WHAT IS REQUIRED
Below is the data. Give it again, complete and exact.

RECORD EXCERPTS
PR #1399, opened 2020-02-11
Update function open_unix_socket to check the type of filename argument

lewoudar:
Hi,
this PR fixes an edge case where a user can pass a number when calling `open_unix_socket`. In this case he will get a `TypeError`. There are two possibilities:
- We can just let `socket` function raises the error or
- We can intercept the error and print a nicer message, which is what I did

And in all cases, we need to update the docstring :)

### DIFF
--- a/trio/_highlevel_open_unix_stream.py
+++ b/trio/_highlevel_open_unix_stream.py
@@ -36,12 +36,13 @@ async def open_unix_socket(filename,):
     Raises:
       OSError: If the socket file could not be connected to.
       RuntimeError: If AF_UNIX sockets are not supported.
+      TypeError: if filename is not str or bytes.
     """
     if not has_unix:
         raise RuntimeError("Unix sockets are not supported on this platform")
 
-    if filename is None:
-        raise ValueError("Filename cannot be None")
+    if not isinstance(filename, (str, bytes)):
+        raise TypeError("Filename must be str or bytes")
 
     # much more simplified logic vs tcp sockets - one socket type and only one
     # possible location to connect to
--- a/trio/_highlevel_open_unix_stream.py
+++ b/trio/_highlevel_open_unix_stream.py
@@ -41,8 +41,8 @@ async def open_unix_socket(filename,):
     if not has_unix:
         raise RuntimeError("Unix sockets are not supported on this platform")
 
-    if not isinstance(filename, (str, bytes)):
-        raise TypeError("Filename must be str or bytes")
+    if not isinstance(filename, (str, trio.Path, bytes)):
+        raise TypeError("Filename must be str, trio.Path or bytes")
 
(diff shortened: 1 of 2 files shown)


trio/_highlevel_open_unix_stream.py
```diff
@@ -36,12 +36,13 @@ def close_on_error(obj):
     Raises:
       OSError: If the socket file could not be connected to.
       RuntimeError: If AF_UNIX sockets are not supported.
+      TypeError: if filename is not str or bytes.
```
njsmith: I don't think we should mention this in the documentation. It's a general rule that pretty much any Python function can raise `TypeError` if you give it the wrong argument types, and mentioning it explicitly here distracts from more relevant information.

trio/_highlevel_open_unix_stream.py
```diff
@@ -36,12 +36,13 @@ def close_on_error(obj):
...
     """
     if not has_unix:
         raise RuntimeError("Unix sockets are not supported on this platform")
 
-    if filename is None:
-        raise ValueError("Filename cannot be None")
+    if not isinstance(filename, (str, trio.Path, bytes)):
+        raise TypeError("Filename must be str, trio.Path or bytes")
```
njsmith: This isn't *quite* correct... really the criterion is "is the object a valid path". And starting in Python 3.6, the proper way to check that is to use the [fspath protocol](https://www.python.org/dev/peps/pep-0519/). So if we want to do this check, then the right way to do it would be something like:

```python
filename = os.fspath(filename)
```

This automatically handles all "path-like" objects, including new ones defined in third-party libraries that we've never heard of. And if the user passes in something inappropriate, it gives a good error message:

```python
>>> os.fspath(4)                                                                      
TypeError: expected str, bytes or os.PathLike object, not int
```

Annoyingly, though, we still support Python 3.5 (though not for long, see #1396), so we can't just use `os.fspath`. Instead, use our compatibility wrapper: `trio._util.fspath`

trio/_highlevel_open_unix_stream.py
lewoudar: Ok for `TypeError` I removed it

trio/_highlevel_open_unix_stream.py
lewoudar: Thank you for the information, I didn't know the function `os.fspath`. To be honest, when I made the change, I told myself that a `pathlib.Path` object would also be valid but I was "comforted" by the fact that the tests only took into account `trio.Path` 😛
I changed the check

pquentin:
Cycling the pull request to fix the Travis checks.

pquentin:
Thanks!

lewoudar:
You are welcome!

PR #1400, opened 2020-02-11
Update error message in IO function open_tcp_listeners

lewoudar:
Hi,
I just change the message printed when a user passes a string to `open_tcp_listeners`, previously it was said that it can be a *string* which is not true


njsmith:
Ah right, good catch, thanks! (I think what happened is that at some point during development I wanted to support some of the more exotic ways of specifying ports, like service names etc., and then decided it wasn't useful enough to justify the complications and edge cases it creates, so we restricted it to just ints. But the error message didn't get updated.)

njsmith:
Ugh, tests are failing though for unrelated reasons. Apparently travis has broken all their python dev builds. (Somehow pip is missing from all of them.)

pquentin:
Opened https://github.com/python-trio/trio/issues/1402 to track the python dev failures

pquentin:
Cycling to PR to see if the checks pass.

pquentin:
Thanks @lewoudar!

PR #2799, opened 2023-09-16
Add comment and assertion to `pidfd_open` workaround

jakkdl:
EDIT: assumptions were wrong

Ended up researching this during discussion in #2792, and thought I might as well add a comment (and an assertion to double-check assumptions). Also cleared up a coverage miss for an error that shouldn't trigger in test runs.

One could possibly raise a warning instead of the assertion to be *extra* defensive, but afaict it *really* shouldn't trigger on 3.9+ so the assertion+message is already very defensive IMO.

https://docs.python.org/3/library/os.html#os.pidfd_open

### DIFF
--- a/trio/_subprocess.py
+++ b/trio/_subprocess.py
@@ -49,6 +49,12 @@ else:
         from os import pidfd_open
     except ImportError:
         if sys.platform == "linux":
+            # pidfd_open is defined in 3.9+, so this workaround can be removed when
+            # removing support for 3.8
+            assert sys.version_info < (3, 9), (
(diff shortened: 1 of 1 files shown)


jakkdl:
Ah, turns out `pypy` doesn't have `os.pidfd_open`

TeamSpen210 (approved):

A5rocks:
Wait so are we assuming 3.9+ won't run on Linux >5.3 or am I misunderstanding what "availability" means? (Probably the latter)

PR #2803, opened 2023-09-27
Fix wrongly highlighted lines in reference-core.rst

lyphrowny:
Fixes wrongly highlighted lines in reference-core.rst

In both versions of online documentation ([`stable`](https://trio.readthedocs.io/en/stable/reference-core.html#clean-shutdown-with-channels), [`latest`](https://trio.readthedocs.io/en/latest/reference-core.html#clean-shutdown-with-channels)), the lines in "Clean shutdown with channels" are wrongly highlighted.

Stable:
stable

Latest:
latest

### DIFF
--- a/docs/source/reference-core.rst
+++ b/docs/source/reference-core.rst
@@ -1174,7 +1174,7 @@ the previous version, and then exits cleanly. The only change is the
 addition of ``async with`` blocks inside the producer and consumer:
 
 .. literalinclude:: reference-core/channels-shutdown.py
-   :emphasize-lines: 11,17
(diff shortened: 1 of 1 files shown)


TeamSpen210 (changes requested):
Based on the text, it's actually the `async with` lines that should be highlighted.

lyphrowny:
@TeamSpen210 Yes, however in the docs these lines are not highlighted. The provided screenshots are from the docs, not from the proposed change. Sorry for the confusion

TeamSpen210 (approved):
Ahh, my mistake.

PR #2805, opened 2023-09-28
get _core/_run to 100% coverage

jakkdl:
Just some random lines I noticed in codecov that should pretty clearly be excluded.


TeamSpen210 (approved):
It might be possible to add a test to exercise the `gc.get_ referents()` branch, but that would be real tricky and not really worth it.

SOLUTION TO THE EXERCISE
PR #1399, opened 2020-02-11
Update function open_unix_socket to check the type of filename argument

lewoudar:
Hi,
this PR fixes an edge case where a user can pass a number when calling `open_unix_socket`. In this case he will get a `TypeError`. There are two possibilities:
- We can just let `socket` function raises the error or
- We can intercept the error and print a nicer message, which is what I did

And in all cases, we need to update the docstring :)

### DIFF
--- a/trio/_highlevel_open_unix_stream.py
+++ b/trio/_highlevel_open_unix_stream.py
@@ -36,12 +36,13 @@ async def open_unix_socket(filename,):
     Raises:
       OSError: If the socket file could not be connected to.
       RuntimeError: If AF_UNIX sockets are not supported.
+      TypeError: if filename is not str or bytes.
     """
     if not has_unix:
         raise RuntimeError("Unix sockets are not supported on this platform")
 
-    if filename is None:
-        raise ValueError("Filename cannot be None")
+    if not isinstance(filename, (str, bytes)):
+        raise TypeError("Filename must be str or bytes")
 
     # much more simplified logic vs tcp sockets - one socket type and only one
     # possible location to connect to
--- a/trio/_highlevel_open_unix_stream.py
+++ b/trio/_highlevel_open_unix_stream.py
@@ -41,8 +41,8 @@ async def open_unix_socket(filename,):
     if not has_unix:
         raise RuntimeError("Unix sockets are not supported on this platform")
 
-    if not isinstance(filename, (str, bytes)):
-        raise TypeError("Filename must be str or bytes")
+    if not isinstance(filename, (str, trio.Path, bytes)):
+        raise TypeError("Filename must be str, trio.Path or bytes")
 
(diff shortened: 1 of 2 files shown)


trio/_highlevel_open_unix_stream.py
```diff
@@ -36,12 +36,13 @@ def close_on_error(obj):
     Raises:
       OSError: If the socket file could not be connected to.
       RuntimeError: If AF_UNIX sockets are not supported.
+      TypeError: if filename is not str or bytes.
```
njsmith: I don't think we should mention this in the documentation. It's a general rule that pretty much any Python function can raise `TypeError` if you give it the wrong argument types, and mentioning it explicitly here distracts from more relevant information.

trio/_highlevel_open_unix_stream.py
```diff
@@ -36,12 +36,13 @@ def close_on_error(obj):
...
     """
     if not has_unix:
         raise RuntimeError("Unix sockets are not supported on this platform")
 
-    if filename is None:
-        raise ValueError("Filename cannot be None")
+    if not isinstance(filename, (str, trio.Path, bytes)):
+        raise TypeError("Filename must be str, trio.Path or bytes")
```
njsmith: This isn't *quite* correct... really the criterion is "is the object a valid path". And starting in Python 3.6, the proper way to check that is to use the [fspath protocol](https://www.python.org/dev/peps/pep-0519/). So if we want to do this check, then the right way to do it would be something like:

```python
filename = os.fspath(filename)
```

This automatically handles all "path-like" objects, including new ones defined in third-party libraries that we've never heard of. And if the user passes in something inappropriate, it gives a good error message:

```python
>>> os.fspath(4)                                                                      
TypeError: expected str, bytes or os.PathLike object, not int
```

Annoyingly, though, we still support Python 3.5 (though not for long, see #1396), so we can't just use `os.fspath`. Instead, use our compatibility wrapper: `trio._util.fspath`

trio/_highlevel_open_unix_stream.py
lewoudar: Ok for `TypeError` I removed it

trio/_highlevel_open_unix_stream.py
lewoudar: Thank you for the information, I didn't know the function `os.fspath`. To be honest, when I made the change, I told myself that a `pathlib.Path` object would also be valid but I was "comforted" by the fact that the tests only took into account `trio.Path` 😛
I changed the check

pquentin:
Cycling the pull request to fix the Travis checks.

pquentin:
Thanks!

lewoudar:
You are welcome!

PR #1400, opened 2020-02-11
Update error message in IO function open_tcp_listeners

lewoudar:
Hi,
I just change the message printed when a user passes a string to `open_tcp_listeners`, previously it was said that it can be a *string* which is not true


njsmith:
Ah right, good catch, thanks! (I think what happened is that at some point during development I wanted to support some of the more exotic ways of specifying ports, like service names etc., and then decided it wasn't useful enough to justify the complications and edge cases it creates, so we restricted it to just ints. But the error message didn't get updated.)

njsmith:
Ugh, tests are failing though for unrelated reasons. Apparently travis has broken all their python dev builds. (Somehow pip is missing from all of them.)

pquentin:
Opened https://github.com/python-trio/trio/issues/1402 to track the python dev failures

pquentin:
Cycling to PR to see if the checks pass.

pquentin:
Thanks @lewoudar!

PR #2799, opened 2023-09-16
Add comment and assertion to `pidfd_open` workaround

jakkdl:
EDIT: assumptions were wrong

Ended up researching this during discussion in #2792, and thought I might as well add a comment (and an assertion to double-check assumptions). Also cleared up a coverage miss for an error that shouldn't trigger in test runs.

One could possibly raise a warning instead of the assertion to be *extra* defensive, but afaict it *really* shouldn't trigger on 3.9+ so the assertion+message is already very defensive IMO.

https://docs.python.org/3/library/os.html#os.pidfd_open

### DIFF
--- a/trio/_subprocess.py
+++ b/trio/_subprocess.py
@@ -49,6 +49,12 @@ else:
         from os import pidfd_open
     except ImportError:
         if sys.platform == "linux":
+            # pidfd_open is defined in 3.9+, so this workaround can be removed when
+            # removing support for 3.8
+            assert sys.version_info < (3, 9), (
(diff shortened: 1 of 1 files shown)


jakkdl:
Ah, turns out `pypy` doesn't have `os.pidfd_open`

TeamSpen210 (approved):

A5rocks:
Wait so are we assuming 3.9+ won't run on Linux >5.3 or am I misunderstanding what "availability" means? (Probably the latter)

PR #2803, opened 2023-09-27
Fix wrongly highlighted lines in reference-core.rst

lyphrowny:
Fixes wrongly highlighted lines in reference-core.rst

In both versions of online documentation ([`stable`](https://trio.readthedocs.io/en/stable/reference-core.html#clean-shutdown-with-channels), [`latest`](https://trio.readthedocs.io/en/latest/reference-core.html#clean-shutdown-with-channels)), the lines in "Clean shutdown with channels" are wrongly highlighted.

Stable:
stable

Latest:
latest

### DIFF
--- a/docs/source/reference-core.rst
+++ b/docs/source/reference-core.rst
@@ -1174,7 +1174,7 @@ the previous version, and then exits cleanly. The only change is the
 addition of ``async with`` blocks inside the producer and consumer:
 
 .. literalinclude:: reference-core/channels-shutdown.py
-   :emphasize-lines: 11,17
(diff shortened: 1 of 1 files shown)


TeamSpen210 (changes requested):
Based on the text, it's actually the `async with` lines that should be highlighted.

lyphrowny:
@TeamSpen210 Yes, however in the docs these lines are not highlighted. The provided screenshots are from the docs, not from the proposed change. Sorry for the confusion

TeamSpen210 (approved):
Ahh, my mistake.

PR #2805, opened 2023-09-28
get _core/_run to 100% coverage

jakkdl:
Just some random lines I noticed in codecov that should pretty clearly be excluded.


TeamSpen210 (approved):
It might be possible to add a test to exercise the `gc.get_ referents()` branch, but that would be real tricky and not really worth it.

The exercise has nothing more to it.